GREAT pathway analysis of DMRs in males (A) and females (B). Pathways are arranged from most significant (top) to least significant (bottom).

In order to further understand whether DMRs interacted within common biological networks, we utilized STRING network analysis. We stratified the data by sex and direction of methylation and conducted separate analyses for each. In both males and females, there were fewer than 100 differentially hypomethylated genes, so we included all of them in the analysis (35 hypo DMRs in females and 67 hypo DMRs in males). For differentially hypermethylated regions in both sexes, we included the top 100 genes with the largest changes in methylation. In females, the interactions among DMR-associated genes were not statistically significant for hyper or hypomethylated genes.

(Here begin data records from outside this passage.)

PR #11343, opened 2015-08-02
[WIP] Rewrote a part of the import mechanism.

### LINKED ISSUE #11340: Not all results are displayed

udan11:
Rewrote a part of the import mechanism.
Updated sql-parser library to udan11/sql-parser@9130cca0d17169b4647d39b644cc6483b600623c

This is still work in progress. I didn't get to test very much. This should fix ~~#11340~~ 11339 too.

### DIFF
--- a/libraries/plugins/import/ImportSql.class.php
+++ b/libraries/plugins/import/ImportSql.class.php
@@ -26,61 +26,6 @@ class ImportSql extends ImportPlugin
     const READ_MB_TRUE = 1;
 
     /**
-     * @var string SQL delimiter
-     */
-    private $_delimiter;
-
-    /**
-     * @var int SQL delimiter length
-     */
-    private $_delimiterLength;
-
-    /**
-     * @var bool|int SQL delimiter position or false if not found
-     */
-    private $_delimiterPosition = false;
-
-    /**
-     * @var int Query start position
-     */
-    private $_queryBeginPosition = 0;
-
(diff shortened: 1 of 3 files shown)


lem9:
Dan, could you add a comment containing checkboxes describing the remaining work?

lem9:
@udan11 I get an error when trying to import actor.sql (from sakila).

udan11:
In my opinion it is done, but I didn't get to test too much and that's why I said it is work in progress. I haev a feeling that the MySQL specific statements will be ignored (those between /*! */) and I'll have to test against that too.

udan11:
For large dumps, lexing the entire dump, initializing tokens and parsing them to delimit queries is a lot slower than the parser the import mechanism already uses.

PR #11351, opened 2015-08-05
Added WAMPs to be more impartial, updated links

archer87pl:
Signed-off-by: Dariusz Handzlik handzlik.d@gmail.com


lem9:
To really be impartial, we should not mention any package. Please submit a new pull request that follows this intention.

PR #11359, opened 2015-08-06
Fixes cURL timeout.

### LINKED ISSUE #10250: Displayed git revision info is not set
On the PHPMyAdmin home page after logging in, it shows the git revision branch, date and user, but they are not set after I've checked out the code from git. Screen shot attached.

---
* **Original URL**: https://sourceforge.net/p/phpmyadmin/bugs/3860/
* **Original author**: coolbru
* **Found in version**: Latest_Git
* **Attachment**: http://sourceforge.net/p/phpmyadmin/bugs/3860/attachment/Screen%20Shot%202013-03-26%20at%2011.48.24.png

udan11:
cURL tries to reverse DNS the server and because it cannot it waits for the timeout.
It depends on machine configuration.

Fixes #10250.

### DIFF
--- a/libraries/Config.class.php
+++ b/libraries/Config.class.php
@@ -778,6 +778,7 @@ class PMA_Config
         curl_setopt($handle, CURLOPT_SSL_VERIFYPEER, 0);
         curl_setopt($handle, CURLOPT_CONNECTTIMEOUT, 5);
         curl_setopt($handle, CURLOPT_TIMEOUT, 5);
+        curl_setopt($handle, CURLOPT_IPRESOLVE, CURL_IPRESOLVE_V4);
         if (! defined('TESTSUITE')) {
             session_write_close();
         }


udan11:
This fixed #10250 for me because the request to GitHub API failed. GitHub doesn't use IPv6 for their API and that's why the reverse DNS failed.

```
➜  ~  curl --ipv6 api.github.com
curl: (6) Could not resolve host: api.github.com
➜  ~  curl --ipv4 api.github.com
curl: (7) Failed to connect to api.github.com port 80: Connection refused
```

lem9:
Looks fine, thanks.

udan11:
Unfortunately, that bug report is quite old and I am not 100% sure if this was the issue in the first place.

I tried debugging the code responsible and it could not find the commit details in the `.git` folder which made it send a request to GitHub which failed.

I believe that there should be a way to get all details from the .git folder and get rid of GitHub API, but I am not sure how.

lem9:
Well, fixing one possible issue is a good way, and we'll see if this reappears.

libraries/Config.class.php
```diff
@@ -778,6 +778,7 @@ public function checkHTTP($link, $get_body = false)
         curl_setopt($handle, CURLOPT_SSL_VERIFYPEER, 0);
         curl_setopt($handle, CURLOPT_CONNECTTIMEOUT, 5);
         curl_setopt($handle, CURLOPT_TIMEOUT, 5);
+        curl_setopt($handle, CURLOPT_IPRESOLVE, CURL_IPRESOLVE_V4);
```
nijel: Sorry but this completely breaks on IPv6 only networks...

In males, however, we identified significantly more interactions than would be expected by chance for both hypo and hypermethylated DMRs (enrichment p-values p = 0.003 and p = 0.009 respectively, Figure 6). Many of the genes in these networks are important for normal heart development and function, or are associated with disease. Among hypermethylated regions, they included Afap1, Prkce, Atg5, and Tmod1. Among hypomethylated regions, they included Bcas3, Cux1, and Hnrnpu. Consistent with GREAT analysis, Atg5 [39,40] and Cux1 [41,42] interact with the Notch and Hedgehog signaling pathways during normal development and in cancer.

Figure 6.

Figure 6

Genes associated with differentially methylated regions (DMRs) in males and females were placed into the STRING network interaction tool. DMR-associated genes in females showed no significant network interactions and are not shown in the figure. Panel (A) depicts genes associated with the top 100 most hypermethylated DMRs based on percentage methylation change. Panel (B) depicts all hypomethylated DMRs, since there were fewer than 100. To aid in visualization, only the genes that showed significant network interactivity are shown.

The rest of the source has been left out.